TASK DIRECTIONS — Go through the data from its first line and retype each line, stopping once the line containing "The tarball-upload service" has been retyped.

·····

PR #56841, opened 2025-06-17
tarball-uploads: no-change rebuilds to generate upstream archive tarballs.

javacruft:
The tarball-upload service in production received fixes today to improve resilience and deal with large tarballs (such as binutils and glibc) which failed in prior rebuilds.

This is triggered from the publication of APK's to the Wolfi archive post merge and build; rebuild selected core packages that make use of this service to publish an upstream tarball to use in SBOM downloadLocation references.

For reference this is a smaller subset of the packages in Wolfi that don't use github, gitlab or upstream release tarballs to build.

### DIFF
--- a/aom.yaml
+++ b/aom.yaml
@@ -5,7 +5,7 @@
 package:
   name: aom
   version: "3.12.1"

·····

EXERCISE RESULT —
PR #56841, opened 2025-06-17
tarball-uploads: no-change rebuilds to generate upstream archive tarballs.

javacruft:
The tarball-upload service in production received fixes today to improve resilience and deal with large tarballs (such as binutils and glibc) which failed in prior rebuilds.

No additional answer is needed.